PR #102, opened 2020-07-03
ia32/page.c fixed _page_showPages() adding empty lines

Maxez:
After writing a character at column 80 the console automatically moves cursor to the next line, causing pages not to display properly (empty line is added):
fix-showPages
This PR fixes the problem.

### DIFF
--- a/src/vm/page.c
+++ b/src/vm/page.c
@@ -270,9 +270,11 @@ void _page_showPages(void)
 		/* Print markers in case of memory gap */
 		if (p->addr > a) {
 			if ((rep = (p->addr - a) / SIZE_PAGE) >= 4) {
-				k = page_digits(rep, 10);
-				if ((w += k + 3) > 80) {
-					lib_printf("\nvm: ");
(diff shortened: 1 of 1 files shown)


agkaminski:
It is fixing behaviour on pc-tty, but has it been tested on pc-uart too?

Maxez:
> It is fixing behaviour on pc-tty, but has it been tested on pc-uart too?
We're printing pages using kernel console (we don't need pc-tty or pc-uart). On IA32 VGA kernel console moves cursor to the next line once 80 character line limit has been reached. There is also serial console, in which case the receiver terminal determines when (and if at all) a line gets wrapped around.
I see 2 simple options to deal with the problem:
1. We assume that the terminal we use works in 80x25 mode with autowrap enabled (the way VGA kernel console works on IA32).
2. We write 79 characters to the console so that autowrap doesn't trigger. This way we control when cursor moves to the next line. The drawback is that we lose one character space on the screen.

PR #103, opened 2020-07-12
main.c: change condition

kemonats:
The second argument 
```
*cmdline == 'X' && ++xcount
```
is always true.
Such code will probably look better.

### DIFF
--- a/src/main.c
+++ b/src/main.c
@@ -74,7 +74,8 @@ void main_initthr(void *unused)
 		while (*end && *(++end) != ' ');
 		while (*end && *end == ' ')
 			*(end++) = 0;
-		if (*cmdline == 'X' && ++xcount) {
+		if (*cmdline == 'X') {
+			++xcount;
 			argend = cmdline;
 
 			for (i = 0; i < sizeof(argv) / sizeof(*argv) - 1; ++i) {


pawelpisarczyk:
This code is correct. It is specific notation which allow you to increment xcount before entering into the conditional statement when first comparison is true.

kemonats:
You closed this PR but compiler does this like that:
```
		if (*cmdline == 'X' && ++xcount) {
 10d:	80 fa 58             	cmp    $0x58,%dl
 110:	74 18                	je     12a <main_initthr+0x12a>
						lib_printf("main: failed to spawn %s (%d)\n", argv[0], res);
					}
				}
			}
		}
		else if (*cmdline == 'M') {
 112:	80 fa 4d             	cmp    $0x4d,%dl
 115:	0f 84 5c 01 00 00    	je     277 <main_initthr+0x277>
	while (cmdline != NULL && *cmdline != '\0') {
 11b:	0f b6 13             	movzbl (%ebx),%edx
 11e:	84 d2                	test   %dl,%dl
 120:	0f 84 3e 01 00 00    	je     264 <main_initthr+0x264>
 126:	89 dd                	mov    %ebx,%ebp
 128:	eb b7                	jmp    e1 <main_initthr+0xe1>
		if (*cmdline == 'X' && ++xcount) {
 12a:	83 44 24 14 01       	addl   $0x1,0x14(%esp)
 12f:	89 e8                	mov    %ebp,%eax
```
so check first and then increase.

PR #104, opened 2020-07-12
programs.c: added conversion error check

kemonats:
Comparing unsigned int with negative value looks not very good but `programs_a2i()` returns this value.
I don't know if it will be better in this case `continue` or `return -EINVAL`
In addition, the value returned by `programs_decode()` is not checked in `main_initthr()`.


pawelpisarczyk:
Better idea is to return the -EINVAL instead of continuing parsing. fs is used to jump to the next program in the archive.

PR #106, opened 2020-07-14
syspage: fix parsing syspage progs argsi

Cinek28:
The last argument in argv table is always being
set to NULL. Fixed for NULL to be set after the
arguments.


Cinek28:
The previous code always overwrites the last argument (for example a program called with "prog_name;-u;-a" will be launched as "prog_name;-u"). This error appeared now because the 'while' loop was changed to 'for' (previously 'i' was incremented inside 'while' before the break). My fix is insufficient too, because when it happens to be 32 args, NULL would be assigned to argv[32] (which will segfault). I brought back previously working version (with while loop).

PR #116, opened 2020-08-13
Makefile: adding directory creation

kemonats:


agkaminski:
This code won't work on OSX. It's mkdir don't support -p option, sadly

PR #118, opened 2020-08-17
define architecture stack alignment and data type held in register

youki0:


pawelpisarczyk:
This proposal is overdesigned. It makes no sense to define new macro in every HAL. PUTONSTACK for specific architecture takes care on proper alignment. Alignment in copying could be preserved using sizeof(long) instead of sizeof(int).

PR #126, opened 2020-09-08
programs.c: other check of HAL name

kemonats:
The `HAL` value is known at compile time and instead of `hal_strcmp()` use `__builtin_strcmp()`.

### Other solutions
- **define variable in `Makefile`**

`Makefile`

Exercise details
A single number is required: the count of lines in the data above that include the string "true".

Task result
2